Ironically enough, Cyrus had in fact been that. Described by the Tennessee singer as “dirty south hip-hop,” her fourth album Bangerz relied heavily on elements of rap and hip hop. It was produced by legendary trap DJ and producer Mike Will Made It, and featured a number of rappers known for being especially raunchy like Big Sean, French Montana, and Future. Stage performances of Bangerz were equally lascivious, so NSFW that audiences had a difficult time adjusting to Cyrus’ toned-down, zen Cali-girl vibe for Younger Now.
The negative feedback to Cyrus’ Billboard statements was swift, with fans calling out the clear hypocrisy of her words, and the singer issued a heartfelt apology: "I own the fact that saying ... 'this pushed me out of the hip hop scene a little' was insensitive as it is a privilege to have the ability to dip in and out of 'the scene.'"
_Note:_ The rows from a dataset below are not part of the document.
PR #142, opened 2026-05-02
feat(github): Phase 2 — Webhook → Executor → Check Run Lifecycle (ADR-021)

yairfalse:
Summary: closes the GitHub-native loop from accepted webhook to local execution and per-task GitHub check runs.\n\nScope:\n- Adds Source behaviour with Real git clone and Fake fixture-backed source acquisition.\n- Splits GitHub Checks behind Behaviour/Real/Fake and adds HTTPClient.Fake.\n- Adds Dispatcher to acquire source, build the graph, run Executor, and transition per-task check runs.\n- Wires Receiver to return 202 after accepted webhook and dispatch asynchronously under Sykli.TaskSupervisor.\n- Adds Phase 2 GitHub-native occurrence types and check-run formatting.\n- Updates docs/github-native.md for contents:read, per-task runs, and new occurrences.\n\nVerification:\n- cd core && mix test\n- cd core && mix credo\n- cd core && mix escript.build\n- test/blackbox/run.sh: 137 passed, 11 expected-red, 0 failed\n\nScreenshot/API proof:\n- Not attached: this PR uses local fakes and fixture source for the Phase 2 loop. A live PR Checks-tab capture requires an installed GitHub App on an exposed receiver endpoint.

### DIFF
--- a/core/lib/sykli/github/app/fake.ex
+++ b/core/lib/sykli/github/app/fake.ex
@@ -5,8 +5,14 @@ defmodule Sykli.GitHub.App.Fake do
 
   @impl true
   def installation_token(installation_id, opts \\ []) do
-    token = Keyword.get(opts, :token, "fake-installation-token-#{installation_id}")
-    expires_at = Keyword.get(opts, :expires_at, 4_102_444_800)
-    {:ok, token, expires_at}
+    case Keyword.get(opts, :app_response, :default) do
+      :default ->
+        token = Keyword.get(opts, :token, "fake-installation-token-#{installation_id}")
+        expires_at = Keyword.get(opts, :expires_at, 4_102_444_800)
+        {:ok, token, expires_at}
+
+      response ->
+        response
+    end
   end
 end
--- a/core/lib/sykli/github/check_run_formatter.ex
+++ b/core/lib/sykli/github/check_run_formatter.ex
@@ -1,0 +1,73 @@
+defmodule Sykli.GitHub.CheckRunFormatter do
+  @moduledoc "Formats task results for GitHub check runs."
+
+  alias Sykli.Executor.TaskResult
+
+  @max_lines 50
+
+  @spec conclusion(TaskResult.t()) :: String.t()
+  def conclusion(%TaskResult{status: :passed}), do: "success"
+  def conclusion(%TaskResult{status: :failed}), do: "failure"
+  def conclusion(%TaskResult{status: :errored}), do: "failure"
+  def conclusion(%TaskResult{status: :cached}), do: "success"
+  def conclusion(%TaskResult{status: :skipped}), do: "skipped"
+  def conclusion(%TaskResult{status: :blocked}), do: "cancelled"
+
+  @spec format(TaskResult.t()) :: %{title: String.t(), summary: String.t()}
+  def format(%TaskResult{} = result) do
+    %{
+      title: title(result),
+      summary: summary(result)
+    }
+  end
+
+  defp title(%TaskResult{name: name, status: :cached}), do: "#{name}: cached (cache hit)"
+  defp title(%TaskResult{name: name, status: status}), do: "#{name}: #{status}"
+
+  defp summary(%TaskResult{status: :errored} = result) do
+    [
+      "Infrastructure failure while running `#{result.name}`.",
+      "",
+      output_block(result)
+    ]
+    |> Enum.reject(&(&1 == ""))
+    |> Enum.join("\n")
+  end
+
+  defp summary(%TaskResult{} = result) do
+    [
+      "Task `#{result.name}` finished with status `#{result.status}`.",
+      output_block(result)
+    ]
+    |> Enum.reject(&(&1 == ""))
+    |> Enum.join("\n\n")
+  end
+
+  defp output_block(%TaskResult{} = result) do
+    output =
+      [result.output, error_output(result.error)]
+      |> Enum.reject(&is_nil/1)
+      |> Enum.join("\n")
+      |> last_lines(@max_lines)
+
+    if output == "" do
+      ""
+    else
+      "```text\n#{output}\n```"
+    end
+  end
+
+  defp error_output(%Sykli.Error{output: output}) when is_binary(output), do: output
+  defp error_output(%Sykli.Error{message: message}) when is_binary(message), do: message
+  defp error_output(nil), do: nil
+  defp error_output(error), do: inspect(error)
+
+  defp last_lines("", _limit), do: ""
+
+  defp last_lines(text, limit) do
+    text
+    |> String.split("\n")
+    |> Enum.take(-limit)
+    |> Enum.join("\n")
+  end
+end
--- a/core/lib/sykli/github/checks.ex
+++ b/core/lib/sykli/github/checks.ex
@@ -1,113 +1,39 @@
 defmodule Sykli.GitHub.Checks do
-  @moduledoc "GitHub Checks API client."
+  @moduledoc "GitHub Checks API facade."
 
-  require Logger
+  @behaviour Sykli.GitHub.Checks.Behaviour
 
-  @api_url "https://api.github.com"
+  @impl true
+  def create_suite(context, token, opts \\ []) do
+    impl =
+      Keyword.get(opts, :impl, Application.get_env(:sykli, :github_checks_impl, __MODULE__.Real))
 
-  def create_suite(%{repo: repo, head_sha: head_sha}, token, opts \\ []) do
-    request(
-      :post,
-      "/repos/#{repo}/check-suites",
-      token,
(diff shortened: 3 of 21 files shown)


yairfalse (commented):
## Code Review

### Overview

Closes the GitHub-native loop: receiver → async dispatch → source clone → executor → per-task Check Runs. Adds 8 new modules: the Checks `Behaviour/Real/Fake` split, `HTTPClient.Fake`, `Source.{Behaviour,Real,Fake}`, `Dispatcher`, and `CheckRunFormatter`. Receiver becomes 202-fast (offloads to `Task.Supervisor`). Status mapping in `CheckRunFormatter` matches the ADR-021 contract exactly. 7 new occurrence types wired through factory + PubSub. End-to-end test in `dispatcher_test.exs` covers happy path and clone-failure-evicts-delivery.

The structural shape is correct. Flagging issues by severity.

### 🔴 Critical

**Installation token leaks via `git clone` URL.** `source/real.ex:1026` builds `https://x-access-token:<token>@github.com/<repo>.git` and passes it as a CLI arg in `source/real.ex:983`. Two real exposure paths:

1. **Process listing.** On macOS `ps -E` shows full cmdline for all users by default; on Linux `/proc/<pid>/cmdline` is readable by the same UID. While clones are short-lived (~seconds), any concurrent process at the right moment captures the token.
2. **`.git/config` persistence.** After clone, `.git/config` contains `[remote \"origin\"] url = https://x-access-token:TOKEN@github.com/...`. The token is now on disk inside the cloned workspace until cleanup. The executor's tasks run inside that workspace and can read `.git/config`.

Both are industry-standard concerns for token-in-URL git auth. Fix options, in order of preference:
- `git -c http.extraheader=\"Authorization: Bearer <token>\" clone https://github.com/<repo>.git ...` — token never enters argv or `.git/config`.
- Pipe credentials via `GIT_ASKPASS` script + env var.
- After clone, run `git remote set-url origin https://github.com/<repo>.git` to scrub the persisted URL (mitigates #2 but not #1).

The output masking via `SecretMasker.mask_string(out, [token])` in `clone/3` is good but only protects the error report — the token is still in argv and `.git/config` regardless of whether stderr is captured.

### 🟠 High

**`try/after` cleanup is not crash-safe** (`dispatcher.ex:498-500`). If the dispatch task is killed externally (supervisor restart, `:exit`, OOM, node shutdown), `after` does not fire and the workspace leaks. The original Phase 2 design called for process-monitor cleanup — a separate process holding the workspace path that triggers `File.rm_rf` on the dispatcher's `:DOWN` message. Over time on a long-running mesh, leaked workspaces accumulate under `System.tmp_dir!()/sykli-runs/`. Suggest filing as a follow-up if not fixing in this PR; at minimum, a periodic janitor (e.g., on dispatcher startup, scan `@base_dir` for entries older than N hours and `rm_rf`).

**`File.rm_rf!(root) |> always_ok()` will crash the dispatch task on permission errors** (`source/real.ex:946`). The `!` variant raises `File.Error`. The `with` clause expects `:ok | {:error, _}` — exceptions propagate past it, past `do_dispatch`, into the supervised task which dies. Workspace from a prior run with weird perms (e.g., a sticky `.git/objects` from a crashed `git clone`) will reliably brick fresh runs. Use non-bang `File.rm_rf/1` and either ignore the result or pattern-match.

### 🟡 Medium

**Phase 1 \"queued-only\" degraded mode is not preserved.** Prompt §\"Don't break Phase 1's queued-only path on degraded configs\" asked for: missing App creds → still 202, still emit `webhook.received`, log structured warning, stop. Current behavior: receiver returns 202 (good), dispatcher tries `installation_token`, gets `{:error, _}`, **evicts the delivery**, GitHub retries, fails again. The eviction is correct for transient infra failures but wrong for permanent config errors — endless retry storm. Distinguish: clone/Checks-API errors → evict (transient); App-credential errors → no evict, log, give up. Or: gate the entire dispatch on `installation_token` being available before declaring \"this delivery is dispatchable.\"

Like Cyrus, Eilish is commenting on something that isn't exactly her place to speak on. Eilish may have borrowed some of her aesthetic from hip hop culture — where do you think she got her obsession with streetwear and audacious Cardi B-esque nails from? — but that doesn't mean that she has the range to speak on rap music. Perhaps she should take a page out out Cyrus' book and sit this one out.